#### WORK INSTRUCTION
Print all the records exactly as they stand.

Saved data entries
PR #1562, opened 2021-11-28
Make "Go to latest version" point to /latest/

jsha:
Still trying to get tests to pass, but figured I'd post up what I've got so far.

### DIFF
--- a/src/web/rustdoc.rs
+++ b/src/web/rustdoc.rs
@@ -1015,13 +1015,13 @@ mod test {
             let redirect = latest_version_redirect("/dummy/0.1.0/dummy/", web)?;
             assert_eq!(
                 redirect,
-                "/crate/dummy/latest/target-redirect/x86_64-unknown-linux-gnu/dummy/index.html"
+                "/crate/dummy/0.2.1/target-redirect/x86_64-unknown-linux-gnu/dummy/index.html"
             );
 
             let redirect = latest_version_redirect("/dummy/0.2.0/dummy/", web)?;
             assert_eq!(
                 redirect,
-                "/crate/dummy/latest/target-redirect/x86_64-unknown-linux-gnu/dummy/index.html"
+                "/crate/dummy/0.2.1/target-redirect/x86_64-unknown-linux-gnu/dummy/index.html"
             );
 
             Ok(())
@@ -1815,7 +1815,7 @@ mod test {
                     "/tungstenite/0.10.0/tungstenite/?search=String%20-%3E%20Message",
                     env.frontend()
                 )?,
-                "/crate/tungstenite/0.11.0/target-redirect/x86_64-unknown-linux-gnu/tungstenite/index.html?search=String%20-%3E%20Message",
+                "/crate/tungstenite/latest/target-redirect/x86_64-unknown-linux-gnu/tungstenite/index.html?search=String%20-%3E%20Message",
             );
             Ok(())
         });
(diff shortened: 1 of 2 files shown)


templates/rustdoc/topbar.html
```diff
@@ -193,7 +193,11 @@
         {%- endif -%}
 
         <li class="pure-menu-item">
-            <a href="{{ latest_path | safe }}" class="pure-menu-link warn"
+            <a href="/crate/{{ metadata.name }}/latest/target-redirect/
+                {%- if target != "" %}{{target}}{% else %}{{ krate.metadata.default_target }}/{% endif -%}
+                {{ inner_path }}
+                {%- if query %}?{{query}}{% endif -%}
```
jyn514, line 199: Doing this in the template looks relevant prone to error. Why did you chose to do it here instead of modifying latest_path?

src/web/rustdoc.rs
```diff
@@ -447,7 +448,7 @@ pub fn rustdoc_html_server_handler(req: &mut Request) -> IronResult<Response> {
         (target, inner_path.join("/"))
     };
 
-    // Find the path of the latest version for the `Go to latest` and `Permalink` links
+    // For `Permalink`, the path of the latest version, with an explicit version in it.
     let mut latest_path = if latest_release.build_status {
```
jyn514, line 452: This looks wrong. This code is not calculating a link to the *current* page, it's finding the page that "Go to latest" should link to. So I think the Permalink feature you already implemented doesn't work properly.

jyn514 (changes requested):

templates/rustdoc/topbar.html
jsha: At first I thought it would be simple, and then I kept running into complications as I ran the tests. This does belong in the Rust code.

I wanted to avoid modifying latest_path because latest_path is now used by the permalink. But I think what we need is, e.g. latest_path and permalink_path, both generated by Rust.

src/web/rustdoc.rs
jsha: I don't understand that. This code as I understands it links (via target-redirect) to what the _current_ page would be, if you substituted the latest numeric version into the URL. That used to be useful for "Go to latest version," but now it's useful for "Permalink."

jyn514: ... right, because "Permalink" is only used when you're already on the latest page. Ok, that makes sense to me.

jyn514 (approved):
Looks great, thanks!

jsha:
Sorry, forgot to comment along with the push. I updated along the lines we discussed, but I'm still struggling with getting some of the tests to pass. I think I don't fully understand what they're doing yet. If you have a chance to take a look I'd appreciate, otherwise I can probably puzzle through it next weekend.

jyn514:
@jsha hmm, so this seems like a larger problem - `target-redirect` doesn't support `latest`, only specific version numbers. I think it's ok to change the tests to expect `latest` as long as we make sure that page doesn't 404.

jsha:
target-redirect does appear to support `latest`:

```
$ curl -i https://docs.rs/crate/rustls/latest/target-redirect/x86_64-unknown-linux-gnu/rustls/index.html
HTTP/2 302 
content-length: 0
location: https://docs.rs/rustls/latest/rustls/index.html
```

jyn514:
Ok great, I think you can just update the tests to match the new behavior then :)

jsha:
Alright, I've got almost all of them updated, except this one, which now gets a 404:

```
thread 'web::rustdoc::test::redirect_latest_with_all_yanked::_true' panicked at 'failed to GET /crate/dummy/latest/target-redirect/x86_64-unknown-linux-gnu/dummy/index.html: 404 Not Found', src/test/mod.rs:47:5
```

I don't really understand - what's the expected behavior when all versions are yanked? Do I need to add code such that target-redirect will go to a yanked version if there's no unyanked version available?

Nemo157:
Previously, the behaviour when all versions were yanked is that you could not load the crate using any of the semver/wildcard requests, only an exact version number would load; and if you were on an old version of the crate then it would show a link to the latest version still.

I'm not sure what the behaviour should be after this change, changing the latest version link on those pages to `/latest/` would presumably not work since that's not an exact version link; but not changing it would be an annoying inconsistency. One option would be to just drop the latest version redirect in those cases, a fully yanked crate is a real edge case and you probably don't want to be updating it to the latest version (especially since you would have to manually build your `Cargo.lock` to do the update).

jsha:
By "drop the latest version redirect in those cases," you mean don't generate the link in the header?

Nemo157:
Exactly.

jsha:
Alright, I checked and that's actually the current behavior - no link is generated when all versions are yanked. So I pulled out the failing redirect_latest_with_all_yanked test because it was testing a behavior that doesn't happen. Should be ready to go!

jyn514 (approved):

#### SOLVED PROBLEM
PR #1562, opened 2021-11-28
Make "Go to latest version" point to /latest/

jsha:
Still trying to get tests to pass, but figured I'd post up what I've got so far.

### DIFF
--- a/src/web/rustdoc.rs
+++ b/src/web/rustdoc.rs
@@ -1015,13 +1015,13 @@ mod test {
             let redirect = latest_version_redirect("/dummy/0.1.0/dummy/", web)?;
             assert_eq!(
                 redirect,
-                "/crate/dummy/latest/target-redirect/x86_64-unknown-linux-gnu/dummy/index.html"
+                "/crate/dummy/0.2.1/target-redirect/x86_64-unknown-linux-gnu/dummy/index.html"
             );
 
             let redirect = latest_version_redirect("/dummy/0.2.0/dummy/", web)?;
             assert_eq!(
                 redirect,
-                "/crate/dummy/latest/target-redirect/x86_64-unknown-linux-gnu/dummy/index.html"
+                "/crate/dummy/0.2.1/target-redirect/x86_64-unknown-linux-gnu/dummy/index.html"
             );
 
             Ok(())
@@ -1815,7 +1815,7 @@ mod test {
                     "/tungstenite/0.10.0/tungstenite/?search=String%20-%3E%20Message",
                     env.frontend()
                 )?,
-                "/crate/tungstenite/0.11.0/target-redirect/x86_64-unknown-linux-gnu/tungstenite/index.html?search=String%20-%3E%20Message",
+                "/crate/tungstenite/latest/target-redirect/x86_64-unknown-linux-gnu/tungstenite/index.html?search=String%20-%3E%20Message",
             );
             Ok(())
         });
(diff shortened: 1 of 2 files shown)


templates/rustdoc/topbar.html
```diff
@@ -193,7 +193,11 @@
         {%- endif -%}
 
         <li class="pure-menu-item">
-            <a href="{{ latest_path | safe }}" class="pure-menu-link warn"
+            <a href="/crate/{{ metadata.name }}/latest/target-redirect/
+                {%- if target != "" %}{{target}}{% else %}{{ krate.metadata.default_target }}/{% endif -%}
+                {{ inner_path }}
+                {%- if query %}?{{query}}{% endif -%}
```
jyn514, line 199: Doing this in the template looks relevant prone to error. Why did you chose to do it here instead of modifying latest_path?

src/web/rustdoc.rs
```diff
@@ -447,7 +448,7 @@ pub fn rustdoc_html_server_handler(req: &mut Request) -> IronResult<Response> {
         (target, inner_path.join("/"))
     };
 
-    // Find the path of the latest version for the `Go to latest` and `Permalink` links
+    // For `Permalink`, the path of the latest version, with an explicit version in it.
     let mut latest_path = if latest_release.build_status {
```
jyn514, line 452: This looks wrong. This code is not calculating a link to the *current* page, it's finding the page that "Go to latest" should link to. So I think the Permalink feature you already implemented doesn't work properly.

jyn514 (changes requested):

templates/rustdoc/topbar.html
jsha: At first I thought it would be simple, and then I kept running into complications as I ran the tests. This does belong in the Rust code.

I wanted to avoid modifying latest_path because latest_path is now used by the permalink. But I think what we need is, e.g. latest_path and permalink_path, both generated by Rust.

src/web/rustdoc.rs
jsha: I don't understand that. This code as I understands it links (via target-redirect) to what the _current_ page would be, if you substituted the latest numeric version into the URL. That used to be useful for "Go to latest version," but now it's useful for "Permalink."

jyn514: ... right, because "Permalink" is only used when you're already on the latest page. Ok, that makes sense to me.

jyn514 (approved):
Looks great, thanks!

jsha:
Sorry, forgot to comment along with the push. I updated along the lines we discussed, but I'm still struggling with getting some of the tests to pass. I think I don't fully understand what they're doing yet. If you have a chance to take a look I'd appreciate, otherwise I can probably puzzle through it next weekend.

jyn514:
@jsha hmm, so this seems like a larger problem - `target-redirect` doesn't support `latest`, only specific version numbers. I think it's ok to change the tests to expect `latest` as long as we make sure that page doesn't 404.

jsha:
target-redirect does appear to support `latest`:

```
$ curl -i https://docs.rs/crate/rustls/latest/target-redirect/x86_64-unknown-linux-gnu/rustls/index.html
HTTP/2 302 
content-length: 0
location: https://docs.rs/rustls/latest/rustls/index.html
```

jyn514:
Ok great, I think you can just update the tests to match the new behavior then :)

jsha:
Alright, I've got almost all of them updated, except this one, which now gets a 404:

```
thread 'web::rustdoc::test::redirect_latest_with_all_yanked::_true' panicked at 'failed to GET /crate/dummy/latest/target-redirect/x86_64-unknown-linux-gnu/dummy/index.html: 404 Not Found', src/test/mod.rs:47:5
```

I don't really understand - what's the expected behavior when all versions are yanked? Do I need to add code such that target-redirect will go to a yanked version if there's no unyanked version available?

Nemo157:
Previously, the behaviour when all versions were yanked is that you could not load the crate using any of the semver/wildcard requests, only an exact version number would load; and if you were on an old version of the crate then it would show a link to the latest version still.

I'm not sure what the behaviour should be after this change, changing the latest version link on those pages to `/latest/` would presumably not work since that's not an exact version link; but not changing it would be an annoying inconsistency. One option would be to just drop the latest version redirect in those cases, a fully yanked crate is a real edge case and you probably don't want to be updating it to the latest version (especially since you would have to manually build your `Cargo.lock` to do the update).

jsha:
By "drop the latest version redirect in those cases," you mean don't generate the link in the header?

Nemo157:
Exactly.

jsha:
Alright, I checked and that's actually the current behavior - no link is generated when all versions are yanked. So I pulled out the failing redirect_latest_with_all_yanked test because it was testing a behavior that doesn't happen. Should be ready to go!

jyn514 (approved):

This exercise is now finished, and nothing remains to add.